Assignment:
Could you copy every record exactly as it appears?
[Material for this task — start]
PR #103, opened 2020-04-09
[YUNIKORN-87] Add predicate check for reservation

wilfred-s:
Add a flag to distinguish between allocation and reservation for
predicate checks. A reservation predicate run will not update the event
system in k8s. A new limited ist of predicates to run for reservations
[Material for this task — finish]
Response area:
PR #103, opened 2020-04-09
[YUNIKORN-87] Add predicate check for reservation

wilfred-s:
Add a flag to distinguish between allocation and reservation for
predicate checks. A reservation predicate run will not update the event
system in k8s. A new limited ist of predicates to run for reservations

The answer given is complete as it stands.